Everyone who follows the Big 12 remembers the offensive prowess of Missouri quarterbacks Chase Daniel and Blaine Gabbert and the efficiency of which they ran the high-powered passing attack that is Gary Pinkel's offense.
However, it seems no one remembers Brad Smith, the quarterback that kick-started Missouri in the Pinkel era.
Brad Smith was not a quarterback in the mold of Daniel and Gabbert. He was a runner and one of the most difficult players in college football to stop in his four years at Missouri.
He ended his career with 69 Missouri, Big 12 and NCAA game, season and career records, and ended his career as the all-time NCAA leading rusher for quarterbacks. He was passed a few years ago by West Virginia's Pat White.

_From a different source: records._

PR #4189, opened 2022-02-18
Ks 2022 02 participation filter

Rineee:


meinberlin/apps/projects/serializers.py
```diff
@@ -153,9 +152,6 @@ def get_status(self, instance):
     def get_participation(self, instance):
         return Plan.PARTICIPATION_CONSULTATION
 
-    def get_participation_display(self, instance):
-        return _('Yes')
-
```
Rineee, line 157: @fuzzylogic2000 I could not find that we use this somewhere, so I removed it?

sabinammm (approved):
Looks lovely and works great!

fuzzylogic2000 (approved):
NIce!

That brings us to this year. Everyone seems to forget where Pinkel's offense began at Missouri, and the picture of the Tigers offense was their proficiency in the passing game. People forget Pinkel knows how to utilize each quarterback's individual talents.
Texas Tech Head Coach Tommy Tuberville said the changes have made their offense even more dangerous.
"This is not what they did last year. They were more of a throwing team," he said. "Their quarterback wasn't a runner. This year it's just totally opposite. They do a lot of the quarterback read, power plays."
Enter Sophomore Quarterback James Franklin out of Dallas, Tx. Franklin was part of the 2010 recruiting class for Missouri and boasted a four-star rating across several recruiting sites. And there was no mistake in the fact that he was a mobile quarterback.
None of that has changed. Franklin leads his team in rushing touchdowns and is second in the Big 12 in rushing yards for quarterbacks with 642.
Frankly, Franklin has made several teams look stupid this year. He is averaging over 300 yards of total offense per game while accounting for 27 of his team's touchdowns on the season.
Tuberville said Franklin's ability makes their offense even more versatile than it was last year.
"It all goes back to that one guy behind the center who is very good," he said. "He can make you look real bad if you don't tackle well."
Tackling. Anyone who has watched Tech over the last few weeks knows Tech's difficulty in wrapping up an opponent's running back. And now, Tech will have to worry about yet another quarterback who can run all over a team, if he is given the opportunity.
Texas Tech has had trouble stopping opponent's offenses, and even more trouble stopping running quarterbacks giving up 482 yards on the ground to five separate mobile quarterbacks.
But this week is going to be about what Tech can do, not what Missouri can do, he said. If Tech can stop him, the Red Raiders have a chance. If they can't, we may have another rout on our hands.
"Hopefully we've got enough to dig deep," he said. "Some of the players that haven't played much can step in and play in these positions where we've had injuries and make us better."
They are going to have to find something because Franklin has nearly had as many offensive yards on his own (906), as Tech has had in total (971) over the last three weeks.
Tech will eventually have to stop someone. It will be tough to get back on track against James Franklin.